* [PROBLEM TO SOLVE]: In the entries below, which lines run from the one containing "Introduced by #2303's" to the one containing "Issue #404, opened 2021-06-13"? Copy exactly those lines, ends included, and no others.

* [EXERCISE INPUTS]:
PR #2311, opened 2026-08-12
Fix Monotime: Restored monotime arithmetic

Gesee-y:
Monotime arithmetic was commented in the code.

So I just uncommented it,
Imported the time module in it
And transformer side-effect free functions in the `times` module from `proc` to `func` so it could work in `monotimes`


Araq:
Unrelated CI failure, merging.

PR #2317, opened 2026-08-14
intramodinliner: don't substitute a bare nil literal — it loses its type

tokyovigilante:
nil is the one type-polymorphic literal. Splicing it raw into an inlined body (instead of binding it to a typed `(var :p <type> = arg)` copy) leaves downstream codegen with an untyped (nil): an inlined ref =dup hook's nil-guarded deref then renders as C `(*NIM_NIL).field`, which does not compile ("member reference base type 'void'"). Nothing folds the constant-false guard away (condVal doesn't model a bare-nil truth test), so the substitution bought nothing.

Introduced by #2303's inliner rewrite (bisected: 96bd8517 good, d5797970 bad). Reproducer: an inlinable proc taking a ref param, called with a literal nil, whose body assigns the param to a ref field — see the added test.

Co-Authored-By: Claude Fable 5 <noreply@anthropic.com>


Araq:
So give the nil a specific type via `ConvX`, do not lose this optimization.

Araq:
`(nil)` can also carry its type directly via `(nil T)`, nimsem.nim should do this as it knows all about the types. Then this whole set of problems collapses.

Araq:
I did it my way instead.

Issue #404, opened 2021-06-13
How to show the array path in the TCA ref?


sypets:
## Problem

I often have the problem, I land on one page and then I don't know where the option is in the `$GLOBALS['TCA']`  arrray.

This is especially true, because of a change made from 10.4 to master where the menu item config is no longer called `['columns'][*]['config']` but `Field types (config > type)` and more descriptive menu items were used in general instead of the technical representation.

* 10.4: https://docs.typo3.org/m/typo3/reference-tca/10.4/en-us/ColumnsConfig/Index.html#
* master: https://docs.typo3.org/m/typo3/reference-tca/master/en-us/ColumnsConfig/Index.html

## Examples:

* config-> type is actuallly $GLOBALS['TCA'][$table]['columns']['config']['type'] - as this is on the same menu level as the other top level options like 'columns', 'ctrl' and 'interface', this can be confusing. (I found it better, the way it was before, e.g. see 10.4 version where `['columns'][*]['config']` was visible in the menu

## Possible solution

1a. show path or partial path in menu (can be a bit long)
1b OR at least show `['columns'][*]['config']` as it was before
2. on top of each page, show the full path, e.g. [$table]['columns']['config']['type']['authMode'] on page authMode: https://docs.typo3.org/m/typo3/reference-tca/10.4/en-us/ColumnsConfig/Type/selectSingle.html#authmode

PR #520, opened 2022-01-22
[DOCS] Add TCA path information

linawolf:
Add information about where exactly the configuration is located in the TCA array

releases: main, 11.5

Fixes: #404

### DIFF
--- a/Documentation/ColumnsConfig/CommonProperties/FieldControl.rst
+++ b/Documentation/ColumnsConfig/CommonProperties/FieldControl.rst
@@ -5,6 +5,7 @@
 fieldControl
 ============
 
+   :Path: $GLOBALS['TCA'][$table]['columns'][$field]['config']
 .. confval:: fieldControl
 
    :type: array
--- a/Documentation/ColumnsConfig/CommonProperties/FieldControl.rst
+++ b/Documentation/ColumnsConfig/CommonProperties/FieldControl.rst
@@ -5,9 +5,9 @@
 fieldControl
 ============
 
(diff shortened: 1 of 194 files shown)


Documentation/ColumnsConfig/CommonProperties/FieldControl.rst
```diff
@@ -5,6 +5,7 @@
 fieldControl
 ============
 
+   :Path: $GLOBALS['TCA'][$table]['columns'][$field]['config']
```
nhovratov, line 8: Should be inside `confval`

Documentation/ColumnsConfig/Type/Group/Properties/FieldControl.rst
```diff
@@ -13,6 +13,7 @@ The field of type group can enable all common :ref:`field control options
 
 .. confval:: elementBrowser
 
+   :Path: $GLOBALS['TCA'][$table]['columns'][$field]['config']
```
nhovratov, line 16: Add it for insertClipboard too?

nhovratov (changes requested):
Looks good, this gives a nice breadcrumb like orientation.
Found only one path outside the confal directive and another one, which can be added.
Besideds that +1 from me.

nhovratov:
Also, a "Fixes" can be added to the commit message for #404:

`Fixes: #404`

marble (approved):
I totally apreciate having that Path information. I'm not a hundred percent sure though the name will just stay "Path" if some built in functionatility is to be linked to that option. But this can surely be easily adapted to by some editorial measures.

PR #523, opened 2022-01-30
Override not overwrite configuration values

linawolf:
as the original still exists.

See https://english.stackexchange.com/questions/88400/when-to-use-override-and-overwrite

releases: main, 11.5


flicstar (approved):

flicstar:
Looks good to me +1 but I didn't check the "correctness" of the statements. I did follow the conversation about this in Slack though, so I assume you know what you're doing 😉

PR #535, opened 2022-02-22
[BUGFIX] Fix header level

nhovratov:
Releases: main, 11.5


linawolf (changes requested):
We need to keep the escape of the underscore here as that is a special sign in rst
...
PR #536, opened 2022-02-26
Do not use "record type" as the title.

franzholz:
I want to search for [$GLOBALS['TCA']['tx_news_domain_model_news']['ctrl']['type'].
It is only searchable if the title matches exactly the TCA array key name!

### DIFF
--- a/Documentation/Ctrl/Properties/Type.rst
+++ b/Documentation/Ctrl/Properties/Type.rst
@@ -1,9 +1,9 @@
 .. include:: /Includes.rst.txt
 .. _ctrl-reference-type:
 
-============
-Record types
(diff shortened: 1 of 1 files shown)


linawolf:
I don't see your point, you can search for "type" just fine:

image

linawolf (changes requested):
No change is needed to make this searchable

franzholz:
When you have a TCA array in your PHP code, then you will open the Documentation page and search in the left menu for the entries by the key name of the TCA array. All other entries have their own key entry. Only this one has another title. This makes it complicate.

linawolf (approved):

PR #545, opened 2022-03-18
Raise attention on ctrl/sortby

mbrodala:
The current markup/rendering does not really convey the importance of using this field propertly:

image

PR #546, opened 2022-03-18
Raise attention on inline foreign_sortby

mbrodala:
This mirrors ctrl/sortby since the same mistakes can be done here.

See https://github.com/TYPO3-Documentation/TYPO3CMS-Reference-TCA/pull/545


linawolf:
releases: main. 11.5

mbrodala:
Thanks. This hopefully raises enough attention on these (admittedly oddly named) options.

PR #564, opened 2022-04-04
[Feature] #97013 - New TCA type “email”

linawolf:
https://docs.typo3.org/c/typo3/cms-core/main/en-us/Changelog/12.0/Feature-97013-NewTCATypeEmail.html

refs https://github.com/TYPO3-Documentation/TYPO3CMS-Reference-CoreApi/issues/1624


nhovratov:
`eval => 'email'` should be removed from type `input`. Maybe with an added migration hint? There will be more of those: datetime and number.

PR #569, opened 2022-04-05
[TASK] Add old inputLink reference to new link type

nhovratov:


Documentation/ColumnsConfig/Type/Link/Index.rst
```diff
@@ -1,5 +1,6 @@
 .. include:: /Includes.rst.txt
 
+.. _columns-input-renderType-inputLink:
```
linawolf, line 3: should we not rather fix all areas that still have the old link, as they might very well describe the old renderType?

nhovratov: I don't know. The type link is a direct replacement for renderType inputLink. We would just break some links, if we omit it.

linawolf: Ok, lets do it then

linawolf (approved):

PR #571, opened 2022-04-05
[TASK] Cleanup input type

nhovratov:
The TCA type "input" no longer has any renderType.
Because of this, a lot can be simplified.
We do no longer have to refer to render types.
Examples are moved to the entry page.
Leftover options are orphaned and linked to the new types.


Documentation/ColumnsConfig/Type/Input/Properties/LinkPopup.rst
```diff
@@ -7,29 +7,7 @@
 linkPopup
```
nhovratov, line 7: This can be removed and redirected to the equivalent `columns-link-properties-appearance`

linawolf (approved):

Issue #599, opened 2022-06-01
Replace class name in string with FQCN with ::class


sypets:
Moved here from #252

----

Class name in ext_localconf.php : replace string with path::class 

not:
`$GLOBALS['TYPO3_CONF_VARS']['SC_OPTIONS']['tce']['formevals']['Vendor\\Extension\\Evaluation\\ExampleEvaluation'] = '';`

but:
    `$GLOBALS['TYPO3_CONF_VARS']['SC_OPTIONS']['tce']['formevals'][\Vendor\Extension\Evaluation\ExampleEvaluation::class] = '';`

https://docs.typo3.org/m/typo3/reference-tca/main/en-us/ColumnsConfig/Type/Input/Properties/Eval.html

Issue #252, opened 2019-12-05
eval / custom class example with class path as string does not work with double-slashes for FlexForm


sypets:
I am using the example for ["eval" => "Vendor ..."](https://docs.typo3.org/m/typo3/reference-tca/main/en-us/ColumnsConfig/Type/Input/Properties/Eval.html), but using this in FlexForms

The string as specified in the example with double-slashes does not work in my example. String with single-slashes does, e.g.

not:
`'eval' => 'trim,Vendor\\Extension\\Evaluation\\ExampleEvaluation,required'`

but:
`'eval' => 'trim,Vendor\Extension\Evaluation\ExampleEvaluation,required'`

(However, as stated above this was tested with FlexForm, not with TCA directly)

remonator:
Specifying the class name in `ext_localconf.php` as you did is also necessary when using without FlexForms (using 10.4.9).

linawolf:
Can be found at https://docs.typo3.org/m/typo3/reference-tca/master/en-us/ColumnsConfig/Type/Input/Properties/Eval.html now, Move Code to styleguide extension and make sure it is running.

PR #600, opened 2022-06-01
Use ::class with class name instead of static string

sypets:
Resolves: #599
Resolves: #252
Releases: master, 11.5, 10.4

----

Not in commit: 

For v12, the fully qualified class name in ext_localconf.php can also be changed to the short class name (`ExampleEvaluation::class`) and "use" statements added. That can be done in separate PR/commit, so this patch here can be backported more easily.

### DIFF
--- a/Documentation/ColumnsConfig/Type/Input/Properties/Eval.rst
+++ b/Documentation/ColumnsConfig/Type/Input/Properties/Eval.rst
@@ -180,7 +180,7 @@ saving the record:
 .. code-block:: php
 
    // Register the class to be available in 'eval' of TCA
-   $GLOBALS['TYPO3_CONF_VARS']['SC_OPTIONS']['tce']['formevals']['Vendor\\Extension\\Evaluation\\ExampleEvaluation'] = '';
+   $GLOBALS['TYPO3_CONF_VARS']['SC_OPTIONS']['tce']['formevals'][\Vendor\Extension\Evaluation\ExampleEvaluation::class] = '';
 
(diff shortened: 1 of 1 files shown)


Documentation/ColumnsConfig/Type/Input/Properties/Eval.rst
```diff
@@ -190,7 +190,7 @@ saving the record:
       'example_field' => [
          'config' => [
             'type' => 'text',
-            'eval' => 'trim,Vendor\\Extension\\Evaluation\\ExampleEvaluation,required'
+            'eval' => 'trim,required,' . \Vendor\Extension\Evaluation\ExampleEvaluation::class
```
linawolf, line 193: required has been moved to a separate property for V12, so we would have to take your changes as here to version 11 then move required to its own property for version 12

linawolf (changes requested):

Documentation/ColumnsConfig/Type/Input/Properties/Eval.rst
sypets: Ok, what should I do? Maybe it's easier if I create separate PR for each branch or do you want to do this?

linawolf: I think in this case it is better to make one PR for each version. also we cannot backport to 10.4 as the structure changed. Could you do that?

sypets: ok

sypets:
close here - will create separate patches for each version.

* [ANSWER TO THE PROBLEM]:
Introduced by #2303's inliner rewrite (bisected: 96bd8517 good, d5797970 bad). Reproducer: an inlinable proc taking a ref param, called with a literal nil, whose body assigns the param to a ref field — see the added test.

Co-Authored-By: Claude Fable 5 <noreply@anthropic.com>


Araq:
So give the nil a specific type via `ConvX`, do not lose this optimization.

Araq:
`(nil)` can also carry its type directly via `(nil T)`, nimsem.nim should do this as it knows all about the types. Then this whole set of problems collapses.

Araq:
I did it my way instead.

Issue #404, opened 2021-06-13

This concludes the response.